Was I on the spot??? This seemed a little too well timed, so I used a time honored excuse,…”Let me ask my wife.” Although Kirsten and I were not married, for simplicity we pretended to be when traveling in traditional cultures. It saved a lot of explaining and made them feel better.

The entire village followed me back to the tea house. Rob & Julie had already come down to join Kirsten and I for breakfast. I must have looked like quite a site arriving with the entire village at my elbow.

We made a little conference. Rob rationalized that even if it was a scam you could in good conscience not help out. It was possible that that woman really need emergency care and we were her only hope. As an experienced Asian traveler, I took a harder line, but in the end relented. Everything seemed a bit suspicious.

In the end we decided to help. I asked what they needed and they told me 400 Rupees. This amount was about $8. at the time. I was shocked. I was expecting a very high figure and realized that the economic disparity between us and villagers was vast. It was a humbling experience. I only hoped that this small amount would really be used for the injured lady.

A heavy breakfast was enjoyed of Tibetan bread which is like as very dense pancake. Ordinarily that dense of food would give me wicked indigestion, but with 6 hours of hiking ahead it would all be burned up for fuel.
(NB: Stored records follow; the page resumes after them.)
PR #3789, opened 2025-12-11
MBE-1585 Add sccache to mirrord

vladrbg:


.github/workflows/ci.yaml
```diff
@@ -255,15 +255,47 @@ jobs:
     steps:
       - uses: actions/checkout@v4
       - uses: docker/setup-buildx-action@v3
+      - name: Sanitize branch name for cache prefix
+        id: sanitize
+        run: |
+          BRANCH_NAME="${{ github.ref_name }}"
+          SANITIZED=$(echo "$BRANCH_NAME" | sed 's/\//-/g')
+          echo "cache_tag=$SANITIZED" >> "$GITHUB_OUTPUT"
+      - name: Check sccache secrets
```
pavelzag, line 264: Does these print something when a secret is passed from GitHub?

vladrbg: not exposing any private data, for secrets we just print the bucket name for now, but for the creds its just the length to see if empty or not. Currently this is just for me while debugging but doesn't hurt to leave it also because length and bucket name should not be problematic. and cache tag is just the branch name but without special chars that we cannot use

PR #4542, opened 2026-07-14
MBE-1977: Package the remote bootstrap flow

itsamegraf:
## Description

This PR adds the packaging and build pipeline for the `mirrord-remote-bootstrap` library, which is responsible for launching the sidecar agent from the serverless/remote bootstrap flow.

#### New remote bootstrap crate
- Adds `mirrord/remote/bootstrap` as a Linux-only `cdylib`.
- The bootstrap:
  - initializes tracing
  - removes `LD_PRELOAD` before spawning the agent
  - extracts the embedded agent binary to disk
  - spawns the agent in `sidecar` mode
  - ensures the spawned process receives `SIGTERM` if the bootstrap exits

#### Embedded agent artifact extraction
- Adds build-time wiring so the bootstrap crate gets the path to the built agent binary through `MIRRORD_AGENT_BINARY`.
- Adds extraction helpers that:
  - reuse an existing extracted binary if present
  - otherwise write the embedded bytes to the configured target path
  - set executable permissions on the extracted binary

#### Workspace/build integration
- Adds `mirrord/remote/bootstrap` to the workspace.
- Excludes `mirrord/remote` from the main workspace path so the bootstrap packaging flow can be built separately.
- Updates `Cargo.lock` for the new crate dependency set.

#### xtask support
- Adds a new `xtask` command for building the remote bootstrap flow.
- The command:
  - builds `mirrord-agent` for the chosen Linux target
  - passes the resulting agent binary path into the bootstrap build
  - builds `mirrord-remote-bootstrap` as a shared library artifact
- Supports both debug and release builds.

### Quality Checklist:

  documentation)


itsamegraf:
CI passes - https://github.com/metalbear-co/mirrord/actions/runs/29422087130

itsamegraf:
https://github.com/metalbear-co/mirrord/actions/runs/29432353483

itsamegraf:
@greptileai

.github/workflows/ci.yaml
```diff
@@ -1,3 +1,4 @@
+# this change will be removed - intended to make mbe-1977 run the full ci
```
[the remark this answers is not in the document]
itsamegraf: will be removed before merge

mirrord/remote/bootstrap/build.rs
```diff
@@ -0,0 +1,22 @@
+fn should_skip_build_req() -> bool {
+    std::env::var("RUSTDOCFLAGS").is_ok() || std::env::var("CLIPPY_ARGS").is_ok()
+}
+
+fn binary_env(var_name: &str) -> String {
+    if should_skip_build_req() {
+        // use bs value
```
Razz4780: Use dummy value maybe? 😆

mirrord/remote/bootstrap/build.rs
```diff
@@ -0,0 +1,22 @@
+fn should_skip_build_req() -> bool {
```
Razz4780: Not sure what's the purpose of this function

mirrord/remote/bootstrap/src/error.rs
```diff
@@ -0,0 +1,10 @@
+use thiserror::Error;
+
+#[derive(Debug, Error)]
+pub enum RemoteBootstrapError {
+    #[error("IO Error: {0}")]
+    IO(#[from] std::io::Error),
+    #[error("Null error {0}")]
+    Null(#[from] std::ffi::NulError),
+}
+pub(crate) type Result<T> = std::result::Result<T, RemoteBootstrapError>;
```
Razz4780, line 13:
```suggestion
}

pub(crate) type Result<T> = std::result::Result<T, RemoteBootstrapError>;
```

mirrord/remote/bootstrap/src/error.rs
```diff
@@ -0,0 +1,10 @@
+use thiserror::Error;
+
+#[derive(Debug, Error)]
+pub enum RemoteBootstrapError {
+    #[error("IO Error: {0}")]
+    IO(#[from] std::io::Error),
+    #[error("Null error {0}")]
+    Null(#[from] std::ffi::NulError),
+}
```
Razz4780, line 11:
```suggestion
#[derive(Debug, Error)]
pub enum RemoteBootstrapError {
    #[error(transparent)]
    IO(#[from] std::io::Error),
    #[error(transparent)]
    Null(#[from] std::ffi::NulError),
}
```

mirrord/remote/bootstrap/src/extract.rs
```diff
@@ -0,0 +1,77 @@
...
+    io::Write,
+    os::unix::fs::PermissionsExt,
+    path::{Path, PathBuf},
+    process,
+};
+
+use crate::error::Result;
+
+const AGENT_BINARY_ENV: &str = "MIRRORD_REMOTE_AGENT_SIDECAR_BINARY";
+const DEFAULT_AGENT_BINARY: &str = "/tmp/mirrord/mirrord-agent";
```
Razz4780: Can we use [`NamedTempFile`](https://docs.rs/tempfile/latest/tempfile/struct.NamedTempFile.html) instead?

mirrord/remote/bootstrap/src/extract.rs
```diff
@@ -0,0 +1,77 @@
...
+        .unwrap_or_else(|_| PathBuf::from(default_path));
+
+    write_binary(&target_path, bytes, binary_name)?;
+
+    Ok(target_path)
+}
+
+fn write_binary(target_path: &Path, bytes: &[u8], binary_name: &str) -> Result<()> {
+    if target_path.exists() {
+        tracing::debug!(binary = %target_path.display(), %binary_name, "Reusing existing binary");
```
Razz4780: I'm not sure what's the reuse for. Is it for testing? If it's prod flow, we need to verify that the agent binary we found has the version we expect (like, just compare raw bytes)

mirrord/remote/bootstrap/src/extract.rs
```diff
@@ -0,0 +1,77 @@
...
+    tracing::info!(binary = %target_path.display(), %binary_name, "Extracting embedded binary");
+
+    write_binary_atomically(target_path, bytes)?;
+
+    tracing::debug!(binary = %target_path.display(), %binary_name, "Finished extracting embedded binary");
+    Ok(())
+}
+
+fn write_binary_atomically(target_path: &Path, bytes: &[u8]) -> std::io::Result<()> {
+    let temporary_path = target_path.with_extension(format!("{}.tmp", process::id()));
```
Razz4780: Should be `tempfile`. Given that we accept target path from env, it might not be within temporary directory

mirrord/remote/bootstrap/src/lib.rs
```diff
@@ -0,0 +1,75 @@
...
+mod error;
+mod extract;
+
+#[ctor]
+fn mirrord_layer_bootstrap_entry_point() {
+    init_tracing();
+    tracing::info!("Starting serverless bootstrap");
+
+    // make sure no other process loads bootstrap
+    unsafe { std::env::remove_var("LD_PRELOAD") };
```
Razz4780, line 17: Wait, won't this library be used for intercepting socket ops as well? 👀 
It should be injected in all process tree. I'd use a custom env to mark "agent already spawned"

mirrord/remote/bootstrap/src/lib.rs
```diff
@@ -0,0 +1,75 @@
...
+    let mut child = command.spawn()?;
+    tracing::info!(pid = child.id(), "Spawned sidecar agent");
+
+    // Reap the agent asynchronously so bootstrap startup does not block and the host cannot retain
+    // a zombie.
+    std::thread::spawn(move || {
+        if let Err(error) = child.wait() {
+            tracing::warn!(%error, "Failed to reap workload-companion agent");
+        }
+    });
```
Razz4780: 1. Not sure about the deathsig. This process might spawn a child and die, agent should still serve the child.
2. Spawning a thread from an injected library will hurt, we learned the hard way ☠️ 

I think you should:
1. Do the double fork trick to make the agent an isolated process
2. Open a pair of anonymous unix sockets, both without CLOEXEC. Agent will close the first one and use the second one to communicate with the lib. Lib will close the second one and use the first one (sharing it across the whole process tree). Agent will exit when the socket is closed, meaning that all processes with lib have exited

Razz4780 (changes requested):

mirrord/remote/bootstrap/build.rs
itsamegraf: this is how its done in `cli/build.rs`, thought its the convention for dummy val 😜. Ill change to "DUMMY"

mirrord/remote/bootstrap/build.rs
itsamegraf: for clippy and rustdoc builds, like in ci, we dont need the actual agent binary (and later remote_layer as well), so this function accumulates all the cases of "if this env var exists, dont require binary build and use dummy instead"

mirrord/remote/bootstrap/src/lib.rs
itsamegraf: The bootstrap is only responsible for starting the workload-companion and loading `mirrord-remote-layer` (https://github.com/metalbear-co/mirrord/pull/4559) into the initial process. The remote layer is the component propagated to descendants and can assume that the bootstrap already started the agent; an “agent already spawned” guard is therefore not needed in the remote layer. Loading the remote layer without the bootstrap is outside its contract.

mirrord/remote/bootstrap/src/extract.rs
itsamegraf: Done. An existing artifact is reused only when its contents exactly match the embedded bytes; otherwise it is atomically replaced.

mirrord/remote/bootstrap/build.rs
itsamegraf: on second thought, its being consumed by `include_bytes` so we need to give it a file path.. CARGO_MANIFEST_PATH is a good "always-exists" dummy path. let me know if you have other suggestion 🙏

mirrord/remote/bootstrap/src/lib.rs
itsamegraf: Implemented the double-fork approach with `setsid`. The bootstrap synchronously reaps the intermediate child, avoiding a thread in the injected library. The detached workload-companion is intentionally scoped to the container lifetime rather than the lifetime of the process tree, so it remains available even if the process that initially loaded the bootstrap exits.

mirrord/remote/bootstrap/src/extract.rs
itsamegraf: Done. The temporary file is created with NamedTempFile in the destination’s parent directory, then persisted atomically to the requested target path.

itsamegraf:
@greptileai please review

itsamegraf:
@greptileai please rereview

mirrord/remote/bootstrap/build.rs
Razz4780: Oh I only meant "use dummy value" instead of "use bullshit value" :laughing:

mirrord/remote/bootstrap/src/lib.rs
Razz4780: Hmm, I see 🤔 
How do we want to propagate the layer into children processes?

itsamegraf: Very good point - lets discuss this subject in #4688 please 
currently it only has fork support, hooks are supposed to implicitly be propagated, with global locks safety handled by the hook.
yesterday I figured im missing execve support, Ill work on it later today.

mirrord/remote/bootstrap/src/error.rs
```diff
@@ -0,0 +1,14 @@
...
+
+#[derive(Debug, Error)]
+pub enum RemoteBootstrapError {
+    #[error(transparent)]
+    IO(#[from] std::io::Error),
+    #[error(transparent)]
+    Null(#[from] std::ffi::NulError),
+    #[error("Failed locating bootstrap location: {0}")]
+    DlAddr(String),
+}
```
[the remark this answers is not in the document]
itsamegraf: good catch, the code depending on this missing variant belong to a pr later in the stack, I removed it from this pr.

Razz4780 (dismissed):

itsamegraf:
will merge together with the entire stack
- <kbd>&nbsp;3&nbsp;</kbd> #4688
- <kbd>&nbsp;2&nbsp;</kbd> #4542 👈 
- <kbd>&nbsp;1&nbsp;</kbd> #4541

itsamegraf:
gonna get chopped soon

PR #4552, opened 2026-07-16
agent: add env flag to skip conntrack -D during connection flush

aviramha:
## What

Adds `MIRRORD_AGENT_STEALER_FLUSH_CONNECTIONS_CONNTRACK`, an agent environment variable that controls whether the connection flush uses the `conntrack -D` command.

- **Default `true`** — existing behaviour, `conntrack -D` + `ss -K`.
- **`false`** — flush with `ss -K` only, skipping `conntrack -D`.

## Why

When stealing starts, `add_redirect` flushes existing connections so already-established flows reconnect into the redirect. Part of that flush runs:

```
conntrack -D -p tcp --dport <port> --state ESTABLISHED
```

That filter matches on the original-direction destination port, so it also deletes the conntrack entries of connections that were *just* redirected to the agent but not yet accepted. The agent resolves a redirected connection's original destination with `getsockopt(SO_ORIGINAL_DST)`, which reads from conntrack — with the entry gone, the lookup fails with `ENOENT` and the connection is dropped:

```
ERROR mirrord_agent::incoming::iptables: Failed to obtain the original destination
of a redirected TCP connection. Dropping the connection., error: ENOENT
```

On busy stolen ports (e.g. preview envs fronting a service with many health-check / mesh / pooled connections) this shows up as a **burst** of dropped connections each time stealing starts. This flag lets operators opt out of the `conntrack -D` call while keeping `ss -K`, avoiding the burst.

## Notes

- Only an explicit `false` disables `conntrack`; unset or malformed values keep it enabled, so behaviour is unchanged unless deliberately opted out.
- Scoped to the agent's `flush_connections` path; `ss -K` (kernel ≥ 5.1) still handles the intended flush of pre-existing local connections.

## Testing

- `cargo check` / `cargo clippy --deny warnings` on `mirrord-agent-iptables` (`x86_64-unknown-linux-gnu`) and `mirrord-agent-env`.

### DIFF
--- a/mirrord/agent/iptables/src/flush_connections.rs
+++ b/mirrord/agent/iptables/src/flush_connections.rs
@@ -9,14 +9,29 @@
 use std::ops::Not;
 
 use async_trait::async_trait;
+use mirrord_agent_env::envs;
 use tokio::process::Command;
 use tracing::{Level, warn};
 
 use crate::{error::IPTablesResult, redirect::Redirect};
 
+/// Reads whether the flush should use `conntrack -D`.
+///
+/// Defaults to `true`; only an explicit `false` disables it. See
+/// [`STEALER_FLUSH_CONNECTIONS_CONNTRACK`](envs::STEALER_FLUSH_CONNECTIONS_CONNTRACK).
+fn conntrack_enabled() -> bool {
+    envs::STEALER_FLUSH_CONNECTIONS_CONNTRACK
+        .try_from_env()
+        .ok()
+        .flatten()
+        .unwrap_or(true)
+}
+
 #[derive(Debug)]
 pub struct FlushConnections<T> {
     inner: Box<T>,
+    /// Whether to flush existing connections with a `conntrack -D` command in addition to `ss -K`.
+    conntrack: bool,
 }
 
 impl<T> FlushConnections<T>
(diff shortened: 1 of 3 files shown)


mirrord/agent/iptables/src/flush_connections.rs
```diff
@@ -9,14 +9,29 @@
...
+        .ok()
+        .flatten()
+        .unwrap_or(true)
+}
+
 #[derive(Debug)]
 pub struct FlushConnections<T> {
     inner: Box<T>,
+    /// Whether to flush existing connections with a `conntrack -D` command in addition to `ss -K`.
+    conntrack: bool,
```
meowjesty, line 34: Nit: this function is global anyways, so why add it here? Just call `conntrack_enabled()` when you need to check that.

meowjesty (changes requested):
niiiit

mirrord/agent/iptables/src/flush_connections.rs
aviramha: mm it would need to do it each time port is added instead ofo ne, but I guess it's a total nit so just ignorign :D

meowjesty (approved):
👍

PR #4553, opened 2026-07-16
ci+tests: properly run clippy on all targets

iniw:
- **tests: fix `str_to_string` lint**
- **ci: check all targets when running clippy**


meowjesty (approved):
UI not ui

PR #4554, opened 2026-07-16
feat(ui): report unhandled frontend errors when telemetry is enabled

hank-metalbear:
## Summary

The `mirrord ui` frontend initializes analytics (telemetry-gated, opt-out respected) but never captures exceptions, so frontend crashes in the wild are invisible. One-line change: enable exception autocapture in the existing init in the monitor package. That init runs page wide for the merged app, so the shell, session monitor, and wizard are all covered; nothing changes for users with telemetry disabled.

The session-replay masking already in this init (`maskTextSelector: '*'`, `maskAllInputs`) is unrelated to exception events; exception messages come from our own frontend code paths.

## Test plan

- [x] `pnpm --filter session-monitor-frontend run lint` and `run typecheck` green (CI `ui-frontend-lint` job runs these plus format and build)

### DIFF
--- a/changelog.d/+ui-error-tracking.internal.md
+++ b/changelog.d/+ui-error-tracking.internal.md
@@ -1,0 +1,1 @@
+The `mirrord ui` frontend now reports unhandled errors to our product analytics when telemetry is enabled, so crashes in the wild surface in error tracking.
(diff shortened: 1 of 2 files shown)


hank-metalbear:
Closing: the PostHog project-level exception autocapture toggle is already enabled and reaches this SDK via remote config — exception events from the mirrord ui frontend are already flowing (verified in the project data). The in-code flag would be redundant.

PR #4558, opened 2026-07-17
COR-1668 Preview env HTTP filtering does not work with multi-cluster

vladrbg:
### Quality Checklist:

  documentation)


mirrord/cli/src/preview.rs
```diff
@@ -442,6 +454,146 @@ async fn preview_start(
...
+                        "could not read the preview's multicluster status: {error}"
+                    ));
+                    return;
+                }
+                tokio::time::sleep(REPLICA_CLUSTERS_POLL).await;
+            }
+        }
+    };
+
+    let status = view.status.unwrap_or_default();
```
iniw: Does using a default status even make sense? Should it be something like this instead?
```suggestion
    let Some(status) = &view.status else {
        return;
    }
```
Should `PreviewStatus` even implement `Default`? I don't think so.

mirrord/cli/src/preview.rs
```diff
@@ -442,6 +454,146 @@ async fn preview_start(
...
+    loop {
+        let status = match api.get_opt(session_name).await {
+            Ok(Some(view)) => {
+                consecutive_errors = 0;
+                view.status.unwrap_or_default()
+            }
+            Ok(None) => {
+                subtask.warning(
+                    "the preview disappeared while waiting for its replicas - was it stopped, \
+                     or did it fail and get cleaned up?",
```
iniw: I don't think it's very nice to ask the user questions 😆 Just give them suggestions of what may have happened and ways that they can investigate further. For example: https://github.com/metalbear-co/mirrord/blob/30c04f44548522d9ebbf7d348c8dba86eb357553/mirrord/cli/src/error.rs#L636-L642

mirrord/cli/src/preview.rs
```diff
@@ -442,6 +454,146 @@ async fn preview_start(
...
+    }
+    if status.clusters.is_empty() {
+        return;
+    }
+
+    let mut subtask = progress.subtask(&format!(
+        "waiting for the preview on {} cluster(s)",
+        status.clusters.len()
+    ));
+    let deadline = Instant::now() + REPLICA_CLUSTERS_TIMEOUT;
```
iniw: Instead of checking this deadline manually can we wrap this whole thing in a `tokio::timeout` call?

mirrord/cli/src/preview.rs
```diff
@@ -442,6 +454,146 @@ async fn preview_start(
...
+/// the only place the CLI can see all clusters without holding their credentials.
+///
+/// Deliberately best-effort for SLOW clusters: replicas exist for availability, so a cluster
+/// that lags must not fail (or block forever) the whole start - on timeout the lagging
+/// clusters are named and the command proceeds. But not blind: a preview that FAILS while
+/// waiting surfaces immediately with its failure message, a degraded fleet (replicas off,
+/// credential unavailable) is announced instead of waited on, and persistent API errors end
+/// with a warning, never a silent success. Operators without the previews route (genuine 404
+/// on the first fetch) skip the wait silently.
+async fn wait_for_replica_clusters(
```
iniw: Let's move this to a `cli/preview/multicluster.rs` module plz

mirrord/cli/src/preview.rs
```diff
@@ -442,6 +454,146 @@ async fn preview_start(
...
+                .collect::<Vec<_>>()
+                .join(", ");
+            subtask.success(Some(&format!("preview serving on: {names}")));
+            return;
+        }
+
+        if Instant::now() >= deadline {
+            subtask.warning(&format!(
+                "some clusters are not serving the preview yet: {} - they keep converging in \
+                 the background (`mirrord preview status` to re-check)",
```
iniw: What does "they keep converging in the background means? It's worded as if we're complaining about it to the user.

mirrord/cli/src/preview.rs
```diff
@@ -592,6 +744,30 @@ async fn preview_status(
...
+                    let clusters = view_status
+                        .clusters
+                        .iter()
+                        .map(|(cluster, phase)| format!("{cluster}: {}", phase.to_lowercase()))
+                        .collect::<Vec<_>>()
+                        .join(", ");
+                    println!("        clusters: {clusters}");
+                }
+                if let Some(message) = &view_status.message {
+                    println!("        note: {}", message.text);
```
iniw: Isn't this a failure message? "note" makes it seem like it's a normal thing, but it'll only appear on errors, no?

mirrord/operator/src/crd/preview/view.rs
iniw, line 1: This module exists purely for multicluster purposes, right? If so let's move it to `crd/preview/multicluster.rs`. Otheriwse, if the idea behind this is to be a "generic preview session view" then we should move it to `crd/preview/view.rs`.

mirrord/operator/src/crd/preview_view.rs
```diff
@@ -0,0 +1,72 @@
...
+/// (multicluster replica copies are folded in, never listed), and on a multicluster primary the
+/// per-cluster replica phases are aggregated by reading each workload cluster's copy at request
+/// time. Statuses stay in the copies' own status subresources; nothing here is persisted. The
+/// `CustomResource` derive is used only to get the kube `Resource` impl (group/version/kind/
+/// plural) and a `metadata`-carrying wrapper.
+#[derive(CustomResource, Clone, Debug, Deserialize, Serialize, JsonSchema)]
+#[kube(
+    group = "operator.metalbear.co",
+    version = "v1",
+    kind = "Preview",
```
iniw: This makes the struct really easy to confuse with `PreviewSession`. I think a better `kind` would be `PreviewSessionMulticlusterView`/`PreviewSessionMulticlusterViewSpec` (or remove the `Multicluster` part if it's meant to be a generic thing).

mirrord/operator/src/crd/preview_view.rs
```diff
@@ -0,0 +1,72 @@
...
+    pub key: String,
+    /// Target workload, e.g. `deployment/my-app`.
+    pub target: String,
+    /// The user's container image running in the preview pods.
+    pub image: String,
+}
+
+#[derive(Clone, Debug, Default, Deserialize, Serialize, JsonSchema)]
+#[serde(rename_all = "camelCase")]
+pub struct PreviewStatus {
```
iniw: Same thing, `PreviewSessionMulticlusterViewStatus` would be better IMO

mirrord/operator/src/crd/preview_view.rs
```diff
@@ -0,0 +1,72 @@
...
+    /// Lifecycle phase of the preview, e.g. `Ready` or `Failed`.
+    pub phase: String,
```
iniw: Can we re-use `PreviewSessionPhase`?

mirrord/cli/src/preview.rs
```diff
@@ -592,6 +744,30 @@ async fn preview_status(
...
+                        .get_opt(session_name)
+                        .await
+                && let Some(view_status) = view.status
+            {
+                if !view_status.clusters.is_empty() {
+                    let clusters = view_status
+                        .clusters
+                        .iter()
+                        .map(|(cluster, phase)| format!("{cluster}: {}", phase.to_lowercase()))
+                        .collect::<Vec<_>>()
```
iniw: Can use [`Itertools::join`](https://docs.rs/itertools/latest/itertools/trait.Itertools.html#method.join) here to avoid the collect.

mirrord/operator/src/crd/preview_view.rs
```diff
@@ -0,0 +1,72 @@
...
+/// (`GET /apis/operator.metalbear.co/v1/previews`).
+///
+/// This is not a stored Kubernetes object and there is no `CustomResourceDefinition` for it.
+/// The whole `operator.metalbear.co` group is served through the operator's aggregated API, so
+/// every request is answered live from the `PreviewSession` CRs: one entry per logical preview
+/// (multicluster replica copies are folded in, never listed), and on a multicluster primary the
+/// per-cluster replica phases are aggregated by reading each workload cluster's copy at request
+/// time. Statuses stay in the copies' own status subresources; nothing here is persisted. The
+/// `CustomResource` derive is used only to get the kube `Resource` impl (group/version/kind/
+/// plural) and a `metadata`-carrying wrapper.
```
iniw: I think that this goes into some of the mechanical details of why we're using API extensions here instead of proper k8s objects but it doesn't really explain _why_. AFAICT the problem with using k8s objects is needing to synchronize them all across the clusters, is that right?

iniw (changes requested):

We saddled up with our back packs and bid farewell to our hosts and the dramatic events of that village. The ridge was a great choice as the views were outstanding.

As I stuffed my things into the backpack a young village boy stuck his head in to watch. I was compelled to take a picture looking at his silhouette in the doorway. He invibbed the village watching silently, an aura of innocence and curiosity with his hat and smock on. I didn’t have much in the way of gifts, but gave him a stick of Nag Champa incense to reward him for the photo.